Приняв драгоценный подарок, я поклонилась, поцеловала его руку и вышла из корпуса. Это предложение было для меня поистине спасительным, однако воспользоваться им я не решалась. У меня оставалась лишь небольшая сумма, едва достаточная для проезда домой. Любая неудачная попытка изменить свое положение могла оставить меня ни с чем. Я решила пока остаться в своей конурочке.
Так прошло лето, наступила осень. Похолодало. В середине сентября меня посетила мысль навестить своего духовного отца. Я вышла из Лавры до рассвета, чтобы не повстречать милицейскую машину, и благополучно добралась до старца. Ему я поведала обо всем, что произошло со мной за это время, и, конечно, о необычном совете сухумского священника. Выслушав меня, старец сказал:
— Поезжай, непременно поезжай! Затем встал, пошел в свою келью и принес сто рублей денег.
— Этого, при твоей крайней бережливости, хватит на проезд до Сухуми, а в случае неудачи и на обратный путь. Помолчав, добавил:
— Завтра я постригу тебя в схиму. После этого ты и отправишься в далекий и не ведомый тебе путь.
Рано утром, закончив келейное правило, он совершил чин пострига и облек меня в схиму с именем З., затем отслужил напутственный молебен и благословил меня, сказав: “Ангела тебе Хранителя, гряди ничтоже сумняшеся”.
Обратно шла я медленно, помня прошлую встречу с милицией. Тянула время, а когда приблизилась к Почаеву, забралась в кусты, чтобы дождаться вечера. Уже в темноте пришла в свою келейку. Утром сборы мои были коротки; взяла вещевой мешок и ушла из Почаева на железнодорожную станцию.

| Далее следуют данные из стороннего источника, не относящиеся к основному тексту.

PR #1169, opened 2025-03-18
DM-49513: Reduce number of queries required when importing datasets

dhirving:
Reduce the number of queries required to import datasets to the registry in `Butler.transfer_from()`.  Instead of doing separate queries for each dataset type, we now group dataset types that have the same dimensions.

This reduces the number of queries in Prompt Processing transfers back to the central repo from around 750 to 50, and reduces the number of temp tables used from 70 to 5.

## Checklist

- [x] ran Jenkins


python/lsst/daf/butler/direct_butler/_direct_butler.py
```diff
@@ -2131,11 +2131,6 @@ def transfer_from(
                 else:
                     imported_refs = refs_to_import
 
-                # Check all the UUIDs were imported, ignoring dataset type
-                # storage class differences.
-                imported_uuids = set(ref.id for ref in imported_refs)
-                uuids_to_import = set(ref.id for ref in refs_to_import)
-                assert set(imported_uuids) == set(uuids_to_import)
```
dhirving, line 2138: This assertion wasn't meaningful even before this change -- a complete set of refs with the same IDs is/was roundtripped in all cases.

python/lsst/daf/butler/registry/datasets/byDimensions/_manager.py
```diff
@@ -820,23 +826,16 @@ def _validate_import(
...
-                        raise ConflictingDefinitionError(
-                            f"Current run {existing_run!r} and new run {new_run!r} do not agree for "
-                            f"dataset {row.dataset_id}."
-                        )
-                    else:
-                        raise ConflictingDefinitionError(
-                            f"Dataset {row.dataset_id} was provided with type {storage.dataset_type.name!r} "
-                            f"in run {new_run!r}, but was already defined with type ID {row.dataset_type_id} "
-                            f"in run {run!r}."
-                        )
```
dhirving, line 834: This branch was unreachable and uncovered by tests in the original version.

doc/changes/DM-49513.perf.md
```diff
@@ -0,0 +1,3 @@
+`Butler.transfer_from()` now uses fewer database queries when inserting
+datasets of multiple dataset types, when some of the dataset types have the
+same dimensions.
```
andy-slac: I think it should be one sentence per line.

python/lsst/daf/butler/registry/sql_registry.py
```diff
@@ -1169,34 +1159,24 @@ def _importDatasets(
...
         progress = Progress("daf.butler.Registry.importDatasets", level=logging.DEBUG)
         if expand:
-            data_ids = {
-                dataset.id: self.expandDataId(dataset.dataId, dimensions=datasetType.dimensions)
-                for dataset in progress.wrap(datasets, f"Expanding {datasetType.name} data IDs")
-            }
-        else:
-            data_ids = {dataset.id: dataset.dataId for dataset in datasets}
+            datasets = [
+                dataset.expanded(self.expandDataId(dataset.dataId, dimensions=dataset.datasetType.dimensions))
```
andy-slac, line 1163: This could also generate query per ref (or even multiple queries)?

python/lsst/daf/butler/registry/interfaces/_datasets.py
```diff
@@ -424,29 +424,16 @@ def insert(
...
             The record object describing the `~CollectionType.RUN` collection
             these datasets will be associated with.
-        data_ids : `~collections.abc.Mapping`
-            Mapping from dataset ID to data ID.
-
-        Returns
-        -------
-        datasets : `list` [ `DatasetRef` ]
-            References to the inserted or existing datasets.
+        refs : `list` [ `DatasetRef ` ]
```
andy-slac:
```suggestion
        refs : `list` [ `DatasetRef` ]
```

python/lsst/daf/butler/registry/interfaces/_datasets.py
```diff
@@ -424,29 +424,16 @@ def insert(
...
+            List of datasets to be be inserted.
```
andy-slac: Maybe mention that datasets' `run` must match ``run`` parameter?

python/lsst/daf/butler/registry/datasets/byDimensions/_manager.py
```diff
@@ -698,45 +698,56 @@ def insert(
...
-            for dataset_id, data_id in data_ids.items()
+            {
+                "dataset_type_id": dataset_type_storage[ref.datasetType.name].dataset_type_id,
+                collection_fkey_name: run.key,
+                "dataset_id": ref.id,
+                **ref.dataId.required,
+            }
+            for ref in refs
         ]
         with self._db.transaction(for_temp_tables=True), self._db.temporary_table(table_spec) as tmp_tags:
```
andy-slac, line 745: Would be nice if we could get rid of temp table here in case there are not very many records to insert.

andy-slac (approved):
Looks great!

python/lsst/daf/butler/registry/sql_registry.py
dhirving: Yeah, I noticed that when I was in there as well.

In the prompt processing case it's not an issue -- their `DatasetRef`s are already expanded.  But I think it's worth following up on sometime soon, there are several places in the code base that do `expandDataId` in a loop over a potentially large number of refs.

timj: CM team can give you some batch graphs that contain 200k datasets to be imported by `transfer-from-graph` if you want to see the effect this has on that use case.

timj:
Do you want to fix `butler.ingest()` whilst you are in there? That also has a loop over dataset type doing importDatasets.

dhirving:
> Do you want to fix `butler.ingest()` whilst you are in there? That also has a loop over dataset type doing importDatasets.

I was going to open a separate ticket for that -- I want to get this one down so PP can benefit from it because they are running weekly large scale tests now.  

There is a lot of duplicated logic between `_ingest_file_datasets` and `transfer_from` that should be pushed down into `SqlRegistry.import_datasets` because this whole dimension group thing is a weird implementation detail that doesn't need to be duplicated multiple places.

I really don't want to get involved in totally optimizing every facet of this situation right now -- my goal was just to get PP to a temporarily workable state so I have a minute to help them with their architecture change, and this whole PP thing is an interrupt that I am spending more time on than I really have right now.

До Сухуми я добралась благополучно и немало была удивлена тем, что здесь даже не чувствовалось осени. Солнце грело по-летнему, вокруг все цвело и зеленело, а морской берег был заполнен курортниками. Найдя нужный дом, я передала хозяйке рекомендательное письмо и была с радушием принята. Через несколько дней, в сопровождении одной рабы Божией, рейсовым автобусом я уехала к горному селению Амткелы. Вещевой мешок с ненужными пока зимними вещами остался в доме хозяйки.